— Input data —
PR #106, opened 2024-11-21
Add if to skip if either borrow/repay is having 0 amount

cwang25:
When just withdraw collateral, we should skip the borrow calls instead of calling borrow with 0 amount.
It looks like it was made in two scripts originally, but simple if in these two scripts do the tricks, so keep it in same script is more gas saving imo.


fluffywaffles (approved):
seems reasonable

— Exercise objective —
Please give back all of the material above exactly as it was written.

— Response —
PR #106, opened 2024-11-21
Add if to skip if either borrow/repay is having 0 amount

cwang25:
When just withdraw collateral, we should skip the borrow calls instead of calling borrow with 0 amount.
It looks like it was made in two scripts originally, but simple if in these two scripts do the tricks, so keep it in same script is more gas saving imo.


fluffywaffles (approved):
seems reasonable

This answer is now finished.